EN                                                34                                                  EN
 ---pagebreak---    (142) On the basis of the foregoing it is concluded that the import prices would most likely
         be lower on the Community market in the absence of anti-subsidy measures, as the
         producers in India would possibly try to increase their market shares. Such price
         behaviour, coupled with the ability of the exporting producers in India to sell
         significant quantities of PET on the Community market, would in all likelihood have
         the effect of reinforcing the price pressure, with an expected negative impact on the
         situation of the Community industry.

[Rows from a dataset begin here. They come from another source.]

PR #687, opened 2024-11-19
feat(python): Add map type constructor

paleolimbot:
When working on fixing a problem with Arrow C++'s map type import, I realized there was no way to create map types or any of the canonical extensions. Extensions are slightly different and I'll tackle them later, but map types are relatively straightforward and follow the existing pattern of all the other constructors:

```python
import nanoarrow as na
na.map_(na.string(), na.int32())
#> <Schema> map<entries: struct<key: string, value: int32>>
```


WillAyd (approved):
very nice

Issue #660, opened 2024-10-13
Improve release/post-release workflow


paleolimbot:
A few nits from the 0.6.0 release:

- The version updater is updating `meson.build`s versions incorrectly (inserting an extra `)` and updating the meson version as well as the nanoarrow version
- A script for uploading wheels would be great
- A script for uploading the documentation would be great
- Creating the `apache-arrow-nanoarrow-0.7.0.dev` tag is not documented
- Updating the R NEWS from the changelog would be nice as a script
- Separate the "sign" step from things that don't require somebody in the KEYS file (e.g., updating release changelog

paleolimbot:
It looks like all of these are still problems! I'll go through and fix some of these in the near future 🙂

paleolimbot:
We also need to add back the bit about removing release artifacts!

https://github.com/apache/arrow-nanoarrow/pull/767#discussion_r2188771102

paleolimbot:
...also make a note that the email to the announce mailing list has to be in plain text or it will be rejected!

PR #689, opened 2024-11-21
CI: Automate pypi wheel publishing

WillAyd:
ref https://github.com/apache/arrow-nanoarrow/issues/660

This is currently pointing to the test pypi environment and we can trigger manually for now


WillAyd:
Before we try this I think we will need to enable trusted publishing in pypi (better to start with the test environment)

https://packaging.python.org/en/latest/guides/publishing-package-distribution-releases-using-github-actions-ci-cd-workflows/#configuring-trusted-publishing

.github/workflows/pypi_publish.yml
```diff
@@ -0,0 +1,68 @@
...
+# KIND, either express or implied.  See the License for the
+# specific language governing permissions and limitations
+# under the License.
+
+name: Build and upload to PyPI
+
+on:
+  workflow_dispatch:
+  release:
+    types: [published]
```
assignUser, line 23: Wheels are not signed during release right? Otherwise I'd say download the wheels from the release and push those. (Or make use of reproducible builds)

.github/workflows/pypi_publish.yml
```diff
@@ -0,0 +1,68 @@
...
+    environment:
+      name: testpypi
+      url: https://test.pypi.org/project/arrow-nanoarrow/
+    permissions:
+      id-token: write
+    # TODO: add back in the below condition when productionalized
+    # if: github.event_name == 'push' && startsWith(github.ref, 'refs/tags/')
+    steps:
+      - uses: actions/download-artifact@v4.1.8
+        with:
```
assignUser, line 58: The action supports trusted publishing, should be easy to setup: https://github.com/pypa/gh-action-pypi-publish?tab=readme-ov-file#trusted-publishing

> This method can be used in automated environments and eliminates the need to use manually generated API tokens to authenticate with PyPI when publishing.

https://docs.pypi.org/trusted-publishers/

assignUser: (sorry comment one the wrong line ^^)

assignUser: also missed your comment above, very good!

paleolimbot (commented):
Thank you for looking into this!

I have to admit that what I had in mind was from the local end...something like "find the wheels job on the RC branch:

https://github.com/apache/arrow-nanoarrow/blob/e54b7df525fa1d310a96687bd99902823402b26c/dev/release/02-sign.sh#L50-L55

...then download artifacts ( https://cli.github.com/manual/gh_run_download ), then `twine` to upload.

Something like this can work too, although there is a bit of a chicken-and-egg problem with the Apache vote: the wheels will have already been built against the release commit before the release candidate vote happens, and we need to upload them after the release vote passes. (Not technically a problem since binaries aren't technically voted on, just not strictly necessary).

assignUser:
You could add the wheels to the github release (though I think they might need to be signed then?) and use these in the workflow (or just use gh to get them as in your example)

>  the wheels will have already been built against the release commit before the release candidate vote happens, and we need to upload them after the release vote passes.

I don't see the issue? I assume you publish the github release once the vote is finished? That would trigger this workflow and get the wheels voted on and upload them?

assignUser:
Ah yeah, we were talking about the same thing ^^ +1

PR #694, opened 2024-12-26
CI: Use gcovr instead of lcov

WillAyd:


ci/docker/ubuntu.dockerfile
```diff
@@ -20,7 +20,7 @@ ARG NANOARROW_ARCH
 FROM --platform=linux/${NANOARROW_ARCH} ubuntu:latest
 
 RUN apt-get update && DEBIAN_FRONTEND=noninteractive apt-get install -y \
-    locales git cmake r-base gnupg curl valgrind gfortran python3-venv python3-dev doxygen pandoc lcov \
+    locales git cmake r-base gnupg curl valgrind gfortran python3-venv python3-dev doxygen pandoc gcovr \
```
WillAyd, line 23: I haven't been able to get the docker compose run to work locally - getting an error 

```sh
/coverage.sh: line 88: gcovr: command not found
```

Although I am installing here. Is this not the right place?

WillAyd: Ah OK  I see - this registry this pulls from is in the .env file

paleolimbot: It's the right place! The image this is using in docker-compose.yml is a multi-platform manifest (to in theory make it easier for anybody to run locally, M1 or AMD), but the multi-platform upload happens in CI when the image update is merged to main. If you want to check for sure in CI you could update docker-compose.yml temporarily to point to the Dockerfile instead of the remote image (or you can confirm it works locally and we can merge with the failing CI...I trust you!).

The only way to do this keeping CI passing the whole time would be to update the image dockerfile, merge, rebuild + upload the images using a manual workflow-dispatch, then PR the changes to the scripts. Feel free to do it all in one go, though 🙂

paleolimbot (approved):
Thank you!

ci/docker/ubuntu.dockerfile
WillAyd: Ah OK cool - just pushed it up using the local image for now. You might want to take a look at the CI output if that's been of value to you in the past. The gcovr output is slightly different than what lcov provides

WillAyd:
That should be done now. FWIW I think gcovr could also replace coverage.py, which I _think_ is being used although I can't see where that is installed.

Not something we need to solve in this PR, but might make a good follow up just to use the one tool

paleolimbot (approved):
Thank you!

I think that coverage gets installed via pytest-cov maybe (probably on the ubuntu image dockerfile). We used to have coverage on the .pyx files, too, although I am less concerned about that since once we switch to nanobind or similar we'll get coverage back.

PR #697, opened 2024-12-27
feat(r): Support native creation of more numeric Arrow arrays from integer vectors

paleolimbot:
Before we had been punting to the arrow R package for this which wasn't necessary! This was exposed by a test that had been added for matrix support that wasn't skipped if arrow wasn't installed.

``` r
library(nanoarrow)
as_nanoarrow_array(1:10, schema = na_double())
#> <nanoarrow_array double[10]>
#>  $ length    : int 10
#>  $ null_count: int 0
#>  $ offset    : int 0
#>  $ buffers   :List of 2
#>   ..$ :<nanoarrow_buffer validity<bool>[null] ``
#>   ..$ :<nanoarrow_buffer data<double>[10][80 b]> `1 2 3 4 5 6 7 8 9 10`
#>  $ dictionary: NULL
#>  $ children  : list()
```

<sup>Created on 2024-12-26 with [reprex v2.1.1](https://reprex.tidyverse.org)</sup>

                                 H. COMMUNITY INTEREST
   1.    Introduction
   (143) According to Article 31 of the basic Regulation, it was examined whether the
         maintenance of the existing anti-subsidy measures would be against the interest of the
         Community as a whole. The determination of the Community interest was based on an
         appreciation of all the various interests involved. The present investigation analyses a
         situation in which anti-subsidy measures have already been in place and allows for
         assessment of any undue negative impact on the parties concerned due to the current
         anti-subsidy measures.
   (144) On this basis, it was examined whether, despite the conclusions on the likelihood of a
         continuation or recurrence of injurious subsidisation, compelling reasons existed
         which would lead to the conclusion that it is not in the Community interest to maintain
         measures in this particular case.
   2.    Interest of the Community industry
   (145) As outlined above, there is a clear likelihood of recurrence of injurious subsidisation if
         measures were to be repealed. All the Community producers but two fully co-operated
         and indicated their support for the ongoing measures.

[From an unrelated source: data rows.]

PR #708, opened 2025-01-24
chore(ci): Use Github linux arm64 runners instead of the self-hosted ones

assignUser:
The linux arm64 runners are now GA for open source repos: https://github.blog/changelog/2025-01-16-linux-arm64-hosted-runners-now-available-for-free-in-public-repositories-public-preview/


assignUser:
Yeah seems to happen consistently :/

paleolimbot (approved):
Hmm...there is a lot of QEMU segfaulting during compile on various projects I'm working on. I'll sort that out in a follow-up...thanks again!

Issue #633, opened 2024-09-23
ViewArrayAsBytes Specializations for Binary View Types


WillAyd:
Still need to be implemented in C++ header

PR #709, opened 2025-01-29
Implement ViewBinaryViewArrayAsBytes

WillAyd:
Closes https://github.com/apache/arrow-nanoarrow/issues/633

### DIFF
--- a/src/nanoarrow/hpp/view.hpp
+++ b/src/nanoarrow/hpp/view.hpp
@@ -234,6 +234,64 @@ class ViewArrayAsBytes {
   value_type operator[](int64_t i) const { return range_.get(i); }
 };
 
+class ViewBinaryViewArrayAsBytes {
+ private:
+  struct Get {
+    const uint8_t* validity;
+    const union ArrowBinaryView* inline_data;
+    const void** variadic_buffers;
+
+    internal::Maybe<ArrowStringView> operator()(int64_t i) const {
+      if (validity == nullptr || ArrowBitGet(validity, i)) {
+        const union ArrowBinaryView bv = inline_data[i];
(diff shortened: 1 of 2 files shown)


src/nanoarrow/hpp/view_test.cc
```diff
@@ -82,6 +82,58 @@ TEST(NanoarrowHppTest, NanoarrowHppViewArrayAsBytesTest) {
...
+
+  i = 0;
+  for (auto slot : nanoarrow::ViewBinaryViewArrayAsBytes(array_view.get())) {
+    if (i == 1 || i == 3) {
+      EXPECT_EQ(slot, nanoarrow::NA);
+    } else {
+      EXPECT_EQ(slot, expected[i]);
+    }
+    ++i;
+  }
```
paleolimbot, line 130: Should you increment the offset here and test again to make sure the offset is applied correctly? (I'm always paranoid that something isn't taking into account an offset 🙂 )

src/nanoarrow/hpp/view.hpp
```diff
@@ -234,6 +234,60 @@ class ViewArrayAsBytes {
   value_type operator[](int64_t i) const { return range_.get(i); }
 };
 
+class ViewBinaryViewArrayAsBytes {
```
paleolimbot, line 237: Should this be `ViewBinaryArray*View*AsBytes`?

paleolimbot (approved):
Two comments for consideration. Thank you!

src/nanoarrow/hpp/view.hpp
paleolimbot: Got it!

WillAyd:
Thanks @paleolimbot for the review

PR #710, opened 2025-02-04
feat: Implement LIST_VIEW and LARGE_LIST_VIEW support

WillAyd:


src/nanoarrow/common/inline_types.h
```diff
@@ -630,7 +636,8 @@ enum ArrowBufferType {
   NANOARROW_BUFFER_TYPE_DATA_OFFSET,
   NANOARROW_BUFFER_TYPE_DATA,
   NANOARROW_BUFFER_TYPE_VARIADIC_DATA,
-  NANOARROW_BUFFER_TYPE_VARIADIC_SIZE
+  NANOARROW_BUFFER_TYPE_VARIADIC_SIZE,
+  NANOARROW_BUFFER_TYPE_SIZE,
```
WillAyd, line 640: Not sure if we wanted to add a new buffer type for this or not - is there an official document upstream we follow for this?

src/nanoarrow/common/inline_array.h
```diff
@@ -752,19 +763,43 @@ static inline ArrowErrorCode ArrowArrayFinishElement(struct ArrowArray* array) {
...
+            ArrowArrayBuffer(array, 2), (int32_t)child_length - prev_offset));
+      }
       break;
+    }
     case NANOARROW_TYPE_LARGE_LIST:
+    case NANOARROW_TYPE_LARGE_LIST_VIEW: {
       child_length = array->children[0]->length;
       NANOARROW_RETURN_NOT_OK(
           ArrowBufferAppendInt64(ArrowArrayBuffer(array, 1), child_length));
+      if (private_data->storage_type == NANOARROW_TYPE_LARGE_LIST_VIEW) {
```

   (146) The continuation of anti-subsidy measures on imports from India would enhance the
         possibility for the Community industry to reach a reasonable level of profitability
         because it is likely that in the short medium term, it would be able to increase sales
         quantities and thereby benefit from economies of scale and at the same time is likely
         to be able to moderately increase their sales price and thereby reach a satisfactory
         profit level. Even if subsidised imports in the RIP originating in the India were low
         and, therefore, could not have caused severe injury, they would be likely to negatively
         affect the situation of the Community industry if the anti-subsidy measures were
         repealed. These measures are thus essential to guarantee the viability of the
         Community industry’s PET chips business, which has been facing competition from
         subsidised imports from India for several years.
   3.    Interest of importers
   (147) Low cooperation was obtained from the importers/traders, and amongst those
         cooperating importers none were purchasing from India. However, the cooperating
         importers/traders could be regarded as representative as their sales volume represented
         around 5% of the EU consumption. They would prefer a market with zero duties also
         if they are constantly enjoying good financial results.
EN                                               35                                                 EN
 ---pagebreak---    (148) The investigation showed that there are still alternative sources of supply with no anti-
         subsidy or anti-dumping measures, i.e. from Mexico, Brazil, USA, Turkey, Pakistan,
         Iran, Saudi Arabia, available. The importers/traders would thus be able to rely on (or
         to switch to) considerable alternative sources of supply.
   (149) Bearing in mind that the measures in force did not considerably affect the importers, it
         is concluded that maintaining the existing countervailing measures against imports
         originating in India would continue not have a significant negative effect on the
         situation of the importers in the Community.
   4.    Interest of converters/users
   (150) The Commission sent questionnaires to 47 known converters/users. Only ten
         converters/users with an overall low representativity replied to the questionnaire.
         According to the information on purchases supplied in their responses to the
         questionnaire, co-operating converters/users during the IP represent about 20% of total
         Community consumption of PET. They purchased during the IP 95% of their PET
         from Community producers and the remainder from imports originating in countries
         other than the country subject to this review. A number of arguments against the
         imposition of duties were presented.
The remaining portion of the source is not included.